▸ THE TASK:
Give the total of lines holding the word "during" in the records below, and nothing else.

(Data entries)

Issue #738, opened 2026-04-01
feat(performance): Phase 3.5 — Performance Optimization


viamin:
## Description

**Phase 3.5** — Handle more projects and agents efficiently.

**Objective**: Optimize system performance across container startup, workflow execution, database queries, and external API usage. Establish performance benchmarking to detect regressions. Some groundwork exists (connection pool optimization, container metrics collection).

**Deliverables**:
- Faster container startup via pool warming
- Higher throughput via batching and query optimization
- Clear performance metrics and benchmarks
- Tuning recommendations documented

## Sub-issues

- [ ] #718 — Implement container pool warming
- [ ] #719 — Workflow batching optimizations
- [ ] #720 — Database query optimization
- [ ] #721 — Add caching layer for GitHub data
- [ ] #722 — Worker pool tuning and optimization
- [ ] #723 — Establish performance benchmarking suite

🤖 Generated with [Claude Code](https://claude.com/claude-code)

viamin:
Pull request created: https://github.com/viamin/paid/pull/1720

Issue #719, opened 2026-04-01
feat(performance): workflow batching optimizations


viamin:
## Description

Optimize Temporal workflow execution by batching related operations (e.g., batch GitHub API calls, batch container operations) to reduce overhead.

## Tasks

- [ ] Identify batchable operations in current workflows
- [ ] Implement batched GitHub API calls (issues, PRs, labels)
- [ ] Batch container provisioning for multi-agent runs
- [ ] Reduce workflow signal overhead with batched status updates
- [ ] Benchmark before/after for key workflow paths
- [ ] Write specs

🤖 Generated with [Claude Code](https://claude.com/claude-code)

viamin:
Pull request created: https://github.com/viamin/paid/pull/1208

PR #884, opened 2026-04-07
Fix #869: perf(github-sync): use incremental issue fetching with since parameter

### LINKED ISSUE #869: perf(github-sync): use incremental issue fetching with since parameter
## Problem

`FetchIssuesActivity#fetch_all_issues` fetches **all** open issues every poll cycle (up to 10 pages of 100 = 1000 issues). Most repos have few changes between cycles, so this wastes up to 10 API calls fetching the same data repeatedly.

## Current behavior

- Every cycle: paginates through all open issues (up to 10 pages)
- For a repo with 500 open issues, that's 5 API calls every ~30 seconds
- Combined with the polling loop, this is ~10 API calls/minute just for issue listing

## Desired behavior

Use GitHub's `since` parameter on the issues API to only fetch issues updated since the last successful sync.

### Implementation notes

- Store `last_issue_sync_at` per project (could be a column on `projects` or a project setting)
- Pass `since: project.last_issue_sync_at` to the issues API in `fetch_issues_for_label`
- Fall back to full fetch if `last_issue_sync_at` is nil (first sync)
- Note: GitHub's `since` parameter filters by `updated_at`, which is exactly what we need
- Keep the stale-closure logic but handle the `truncated` flag appropriately for incremental fetches
- Estimated savings: ~90% of issue listing API calls (10 pages → 0-1 pages)

## Impact

**High** — For a repo with 500 open issues, reduces ~5 API calls/cycle to ~1 (or 0 if nothing changed).

Related to #719, #738.

viamin:
## Summary

Reduces GitHub API usage by ~90% for issue listing by switching to incremental fetching. Instead of paginating through all open issues every poll cycle, the sync now tracks `last_issue_sync_at` per project and uses GitHub's `since` parameter to only fetch issues updated since the last successful sync.

Related to #719, #738.

## Changes

**Database**
- Added `last_issue_sync_at` datetime column to `projects` table

**Models**
- Added `Project#touch_last_issue_sync_at` to record the timestamp of a successful sync

**Activities (`FetchIssuesActivity`)**
- `execute` reads `project.last_issue_sync_at`, captures a `sync_started_at` before fetching, and writes it back on success
- `fetch_issues_for_label` accepts a `since:` kwarg, passing the ISO 8601 timestamp to GitHub's issues API
- Incremental fetches use `state: "all"` instead of `state: "open"` so that newly-closed issues are captured and synced
- `close_stale_issues` skips bulk stale-closure during incremental fetches — individual state changes are handled by `sync_issue` instead
- Falls back to a full fetch when `last_issue_sync_at` is nil (first sync)

**Tests**
- 6 new specs covering: `since` parameter passing, `state: "all"` for incremental mode, stale-closure skip, closed issue syncing, first-sync fallback, and timestamp recording

## Design Decisions

- **`sync_started_at` recorded before fetch, written after success** — avoids a gap where issues updated mid-fetch could be missed on the next cycle, while ensuring a failed sync doesn't advance the watermark.
- **`state: "all"` during incremental fetches** — GitHub's `since` parameter filters by `updated_at`, so issues closed between cycles would be invisible if we only fetched `state: "open"`. Switching to `"all"` lets `sync_issue` handle state transitions individually.
- **Skipping bulk stale-closure for incremental fetches** — bulk closure assumes the fetch result is a complete snapshot of open issues. Since incremental results are a partial set, stale-closure is deferred to per-issue sync logic to avoid incorrectly closing issues that simply weren't returned.

---

Closes #869


viamin:
## Agent Update

The background setup agent finished — its work is already superseded by the setup and fixes I completed. The commit is done and all checks passed.

viamin:
## Agent Update

All done. Here's what was completed:

1. **Merge conflicts resolved** — Merged `origin/main` cleanly (no conflicts this time; schema.rb auto-merged).

2. **P1 code review addressed** — The reviewer correctly identified that setting the truncated-incremental watermark to the exact max `updated_at` creates an exclusive boundary, since GitHub's `since` parameter means "updated **after**" that timestamp. Issues sharing the same second-level `updated_at` at the page-cap boundary could be permanently skipped.

   **Fix**: Subtract 1 second from `latest_updated` before persisting the watermark (`latest_updated - 1.second`). This ensures the boundary is inclusive on the next poll. Re-fetching overlapping issues is safe because `sync_issue` uses `find_or_initialize_by` + `update!` (idempotent). The test was updated to match.

3. **All checks pass** — 40 specs, 0 failures. RuboCop clean.

app/temporal/activities/fetch_issues_activity.rb
```diff
@@ -14,21 +14,80 @@ def execute(input)
...
+      if incremental
+        fetched_ids = open_issues.map { |si| si[:id] }.to_set
+        rescannable = project.issues
+          .where(github_state: "open", paid_state: %w[new needs_input recommend_close])
+          .where.not(id: fetched_ids.to_a)
+          .pluck(:id, :github_number, :github_state)
+
+        rescannable.each do |id, github_number, github_state|
+          open_issues << { id: id, github_number: github_number, labels: [],
+                           github_state: github_state, trusted: true, rescan: true }
```
viamin: Nit: `trusted: true` is hardcoded for all rescan entries. I verified that `DetectLabelsActivity` reads trust from the DB (`issue.trusted?`) rather than from this hash, and the workflow only uses `:id` from these entries — so this is **not a security issue today**. However, it's a latent footgun: if any future consumer of this hash trusts the `:trusted` field at face value, untrusted issues in re-scannable states would bypass the check.

Consider either:
- Omitting `:trusted` from rescan entries entirely (since it's unused downstream), or
- Looking up the actual trust status:

```suggestion
          open_issues << { id: id, github_number: github_number, labels: [],
                           github_state: github_state, rescan: true }
```

app/temporal/activities/fetch_issues_activity.rb
```diff
@@ -76,14 +151,21 @@ def fetch_issues_for_label(client, repo_full_name, label, sort: nil)
...
-            label: label,
-            fetched_count: issues.size,
-            max_pages: DEFAULT_MAX_PAGES
-          )
+          # Probe the next page to distinguish a genuinely truncated result set
+          # from one that exactly fills DEFAULT_MAX_PAGES * DEFAULT_PER_PAGE.
+          # Without this check a false truncation prevents the watermark from
+          # ever advancing, causing the same window to be re-fetched indefinitely.
+          probe_opts = opts.merge(page: page)
+          if client.issues(repo_full_name, **probe_opts).any?
```
viamin: The probe request is a smart way to avoid false truncation, but it does add one extra API call every time the page cap is reached (which is the exact scenario where you're already close to rate limits). Worth noting this trade-off in case repos frequently hit the cap.

An alternative would be to only probe during incremental fetches (where false truncation actually matters for watermark advancement) and skip the probe for full fetches (where false truncation just means stale-closure is conservatively skipped — already safe):

```ruby
if page > DEFAULT_MAX_PAGES
  if since
    probe_opts = opts.merge(page: page)
    truncated = client.issues(repo_full_name, **probe_opts).any?
  else
    truncated = true
  end
  # ... logging ...
  break
end
```

Not blocking — the current approach is correct, just slightly more API-hungry than necessary for full fetches.

app/temporal/activities/fetch_issues_activity.rb
```diff
@@ -267,16 +350,24 @@ def fetch_trusted_comment_bodies(client, project, issue)
...
-      if truncated
+      #
+      # Incremental fetches (with `since`) only return recently-updated issues,
+      # not all open issues, so the result set is not exhaustive. However, any
+      # issue whose state changed to closed on GitHub will appear in the
+      # incremental results (because closing updates `updated_at`), so
+      # sync_issue will set its github_state to "closed" via the normal path.
+      # Skip the bulk stale-closure pass to avoid false positives.
+      if truncated || incremental
+        reason = truncated ? "fetch_truncated" : "incremental_fetch"
```
viamin, line 383: Logging at `warn` level for `reason: "incremental_fetch"` seems too noisy — skipping stale closure during incremental fetches is expected, normal behavior, not a warning condition. Consider `logger.info` for the incremental case and keep `warn` only for the truncated case:

```suggestion
      if truncated || incremental
        level = truncated ? :warn : :info
        logger.public_send(level,
```

Or split the two cases entirely.

app/temporal/activities/fetch_issues_activity.rb
```diff
@@ -14,21 +14,80 @@ def execute(input)
...
+      # on GitHub are not returned by the API. However, those issues may still
+      # need re-evaluation by DetectLabelsActivity — for example when a
+      # blocking dependency was resolved, or project label/trust settings
+      # changed. Append locally-open issues in re-scannable states that were
+      # not already part of this fetch so the workflow passes them downstream.
+      if incremental
+        fetched_ids = open_issues.map { |si| si[:id] }.to_set
+        rescannable = project.issues
+          .where(github_state: "open", paid_state: %w[new needs_input recommend_close])
+          .where.not(id: fetched_ids.to_a)
```
viamin, line 76: Minor: `where.not(id: fetched_ids.to_a)` generates a `NOT IN (...)` clause. For typical incremental fetches this array is small, but if a large batch is returned, this could become a large SQL clause. Not a real concern for current page caps (max 1000 issues), just noting it.

viamin (commented):
## Review: Incremental Issue Fetching

Well-designed incremental sync with solid watermark advancement logic and good edge-case handling (stuck-time escape hatch, probe for false truncation). The PR clearly addresses #869 and the test coverage is thorough.

A few observations below — one potential concern around the rescan trust field, one log-level nit, and a note about the extra API call from the probe.

viamin:
## Agent Update

The background task notification is for the earlier failed commit attempt (the one that ran the full test suite). It's already been superseded — the commit succeeded on the subsequent attempt (`9510dd1f`). Working tree is clean, nothing further needed.

viamin (commented):
## Review: Incremental issue fetching with `since` parameter

This is a well-designed optimization that should significantly reduce GitHub API usage. The watermark logic, ascending sort for forward progress, and probe-page optimization are all thoughtful. The test coverage is thorough.

A few items to consider below — mostly minor, one potential performance concern with the rescan query.

app/temporal/activities/fetch_issues_activity.rb
```diff
@@ -14,21 +14,80 @@ def execute(input)
...
+          .pluck(:id, :github_number, :github_state)
```
viamin, line 78: **Performance concern**: For projects with a large number of open issues in re-scannable states (`new`, `needs_input`, `recommend_close`), this query could return a very large result set every poll cycle. Each of those issues then triggers a `DetectLabelsActivity` execution downstream (line 35-36 in `git_hub_poll_workflow.rb`), which is a DB read + potential write per issue.

Consider adding a limit here (e.g., process at most N rescan candidates per cycle) or adding an index on `(project_id, github_state, paid_state)` if one doesn't already exist. Without a cap, a project with 500 open `new` issues would re-evaluate all 500 every single poll cycle, partially negating the API savings from incremental fetching.

```suggestion
        rescannable = project.issues
          .where(github_state: "open", paid_state: %w[new needs_input recommend_close])
          .where.not(id: fetched_ids.to_a)
          .limit(200)
          .pluck(:id, :github_number, :github_state)
```

app/temporal/activities/fetch_issues_activity.rb
```diff
@@ -14,21 +14,80 @@ def execute(input)
...
+        #
+        # However, if subtracting 1 second would not advance past the
+        # current watermark (i.e. all fetched issues share the same
+        # `updated_at` second as the watermark), use the exact timestamp
+        # to guarantee forward progress. Some same-second issues may be
+        # skipped, but permanent re-fetch of the same window is worse.
+        latest_updated = github_issues.filter_map { |gi| gi.updated_at }.max
+        if latest_updated
+          inclusive_cursor = latest_updated - 1.second
+          new_watermark = if project.last_issue_sync_at && inclusive_cursor <= project.last_issue_sync_at
```
viamin: Nit: The condition `project.last_issue_sync_at && inclusive_cursor <= project.last_issue_sync_at` — the `project.last_issue_sync_at` nil-guard is redundant here since we're inside `if truncated && incremental`, and `incremental` is only true when `last_issue_sync_at.present?`. Not a bug, just unnecessary.

app/temporal/activities/fetch_issues_activity.rb
```diff
@@ -76,14 +151,31 @@ def fetch_issues_for_label(client, repo_full_name, label, sort: nil)
...
+          # Without this check a false truncation prevents the watermark from
+          # ever advancing, causing the same window to be re-fetched indefinitely.
+          #
+          # Only probe during incremental fetches where false truncation matters
+          # for watermark advancement. For full fetches, false truncation just
+          # means stale-closure is conservatively skipped — already safe — so
+          # skip the extra API call to avoid unnecessary rate-limit pressure.
+          if since
+            probe_opts = opts.merge(page: page)
+            truncated = client.issues(repo_full_name, **probe_opts).any?
```
viamin, line 172: The probe page reuses `opts` which includes the current `page` value from the last iteration. The `opts.merge(page: page)` correctly overwrites, but `page` was already incremented to `DEFAULT_MAX_PAGES + 1` on line 151 before entering this block. So `probe_opts` gets the right page number. This works correctly but is a bit subtle — a brief inline comment noting that `page` was already incremented would help readability.

app/temporal/activities/fetch_issues_activity.rb
```diff
@@ -14,21 +14,80 @@ def execute(input)
...
+          project.touch_last_issue_sync_at(new_watermark)
+        end
+      elsif !truncated
+        project.touch_last_issue_sync_at(sync_started_at)
+      end
+
+      # Exclude closed issues from downstream processing (DetectLabelsActivity).
+      # sync_issue already persisted their github_state to the DB, but passing
+      # them downstream could incorrectly trigger agent runs for closed work.
+      open_issues = synced_issues.reject { |si| si[:github_state] == "closed" }
```
viamin, line 64: Minor: `synced_issues` is built from `github_issues.map { |gi| sync_issue(project, gi) }` which persists closed issues to the DB (good). But then `parse_issue_relationships` on line 23 is called with `synced_issues` *before* closed issues are filtered out here. `parse_issue_relationships` does filter to `github_state: "open"` internally (line 227), so this is safe — but it means closed issue IDs are passed to the `where(id: synced_issue_ids)` query only to be filtered out. Not a bug, just noting the data flow.

app/temporal/activities/fetch_issues_activity.rb
```diff
@@ -14,21 +14,80 @@ def execute(input)
...
+      end
 
       logger.info(
         message: "github_sync.fetch_issues",
         project_id: project.id,
         issue_count: synced_issues.size,
-        closed_count: closed_count
+        closed_count: closed_count,
+        incremental: incremental,
+        rescan_count: incremental ? open_issues.count { |si| si[:rescan] } : 0
```
viamin, line 92: Nice addition of `incremental` and `rescan_count` to structured logging — this will be very helpful for monitoring the effectiveness of the optimization.

app/temporal/activities/fetch_issues_activity.rb
```diff
@@ -267,16 +360,25 @@ def fetch_trusted_comment_bodies(client, project, issue)
...
-        logger.warn(
+      #
+      # Incremental fetches (with `since`) only return recently-updated issues,
+      # not all open issues, so the result set is not exhaustive. However, any
+      # issue whose state changed to closed on GitHub will appear in the
+      # incremental results (because closing updates `updated_at`), so
+      # sync_issue will set its github_state to "closed" via the normal path.
+      # Skip the bulk stale-closure pass to avoid false positives.
+      if truncated || incremental
+        reason = truncated ? "fetch_truncated" : "incremental_fetch"
```
viamin, line 383: Good design: when both `truncated` and `incremental` are true, `truncated` takes priority in the reason string. This is correct since truncation is the more operationally relevant signal. The log level distinction (`warn` for truncated, `info` for incremental) is also a nice touch.

db/migrate/20260407072915_add_last_issue_sync_at_to_projects.rb
```diff
@@ -0,0 +1,7 @@
+# frozen_string_literal: true
+
+class AddLastIssueSyncAtToProjects < ActiveRecord::Migration[8.1]
+  def change
+    add_column :projects, :last_issue_sync_at, :datetime
```
viamin, line 5: The column defaults to `nil` which correctly triggers a full fetch on first sync. If you anticipate needing to query projects by sync recency (e.g., for monitoring dashboards), consider adding an index on this column. Not blocking — can be added later if needed.

viamin:
## Agent Update

Commit succeeded with all lint checks passing. Here's a summary of what was addressed:

**Review comments addressed:**

1. **Performance concern (line 73)** - Added `.limit(200)` to the rescannable issues query to cap the number of re-evaluation candidates per cycle, preventing unbounded downstream `DetectLabelsActivity` executions for projects with many open issues in re-scannable states.

2. **Redundant nil-guard (line 46)** - Removed the unnecessary `project.last_issue_sync_at &&` guard since we're already inside an `if incremental` block, and `incremental` is only true when `last_issue_sync_at.present?`. Added an inline comment explaining why.

3. **Probe page readability (line 165)** - Added an inline comment clarifying that `page` was already incremented past `DEFAULT_MAX_PAGES` before entering the probe block.

4. **Closed issue data flow (line 60)** - Added a comment noting that `parse_issue_relationships` receives all synced issues including closed ones, but filters to `github_state: "open"` internally.

5. **Positive feedback threads (lines 87, 376)** - No changes needed; acknowledged.

6. **Migration index suggestion** - Non-blocking; can be added later if needed for monitoring dashboards.

viamin (commented):
Generated no new comments. The incremental fetching implementation is solid — the ascending sort for forward progress, probe page to avoid false truncation, 1-second watermark buffer with stuck-progress fallback, rescannable issue inclusion, and closed-issue filtering are all well-reasoned. Tests cover the key edge cases comprehensively. The PR cleanly addresses #869.

viamin:
## Agent Update

Created commit `684ab87b` on local branch `fix/884-followup`.

The change in [app/temporal/activities/fetch_issues_activity.rb](/workspace/app/temporal/activities/fetch_issues_activity.rb) skips the local re-scan fallback when an incremental fetch is truncated, so we don’t pass potentially stale locally-open issues downstream before the remaining GitHub backlog has been synced. I added a regression spec in [spec/temporal/activities/fetch_issues_activity_spec.rb](/workspace/spec/temporal/activities/fetch_issues_activity_spec.rb) covering that truncated-incremental case.

Validation passed through the repo hook during commit:
`bin/lint --staged` passed, and `bundle exec rspec` passed with `5639 examples, 0 failures, 2 pending`.

I did not push. The original PR checkout at `/workspace` was already dirty with unrelated staged changes, so I isolated this fix in a clean worktree and committed it there to avoid mixing work. If you want it on the existing PR branch, cherry-pick `684ab87b` onto `paid/869-perfgithub-sync-use-incremental-issue-fetching-wit-e6dfee`.

db/schema.rb
```diff
@@ -201,8 +201,8 @@
...
     t.index ["parent_workflow_id"], name: "index_agent_runs_on_parent_workflow_id"
     t.index ["project_id", "goal"], name: "index_agent_runs_on_project_id_and_goal"
-    t.index ["project_id", "issue_id"], name: "idx_agent_runs_unique_active_issue", unique: true, where: "((issue_id IS NOT NULL) AND ((status)::text = ANY (ARRAY[('queued'::character varying)::text, ('pending'::character varying)::text, ('running'::character varying)::text, ('paused'::character varying)::text])))"
-    t.index ["project_id", "source_pull_request_number"], name: "idx_agent_runs_unique_active_pr", unique: true, where: "((source_pull_request_number IS NOT NULL) AND ((status)::text = ANY (ARRAY[('queued'::character varying)::text, ('pending'::character varying)::text, ('running'::character varying)::text, ('paused'::character varying)::text])))"
+    t.index ["project_id", "issue_id", "goal"], name: "idx_agent_runs_unique_active_issue", unique: true, where: "((issue_id IS NOT NULL) AND ((status)::text = ANY ((ARRAY['queued'::character varying, 'pending'::character varying, 'running'::character varying, 'paused'::character varying])::text[])))"
```
viamin: These index definitions changed from `[project_id, issue_id]` / `[project_id, source_pull_request_number]` to include `goal`, but this branch does not include any migration that makes that schema change. Please regenerate `db/schema.rb` from this PR's migrations only so the diff stays scoped to `last_issue_sync_at`; otherwise we would be committing schema drift that doesn't match the branch's actual database changes.

viamin (commented):
This PR looks directionally correct for #869, but it also includes unrelated schema drift that should be removed before merge.

viamin:
## Agent Update

The background task notification is for the first failed commit attempt (before assets were built). The subsequent commit succeeded — `2d984825` is already in place with all 5765 tests passing and lint clean. Nothing further needed.

viamin (commented):
Generated no new comments. The incremental fetching implementation is solid — the watermark advancement logic correctly handles truncation, the 1-second inclusive boundary with forward-progress fallback is well-reasoned, the probe page optimization avoids false truncation without unnecessary API calls on full fetches, and the rescan fallback for locally-open issues fills the gap left by incremental results. Test coverage is thorough across the key scenarios.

▸ TASK RESPONSE:
6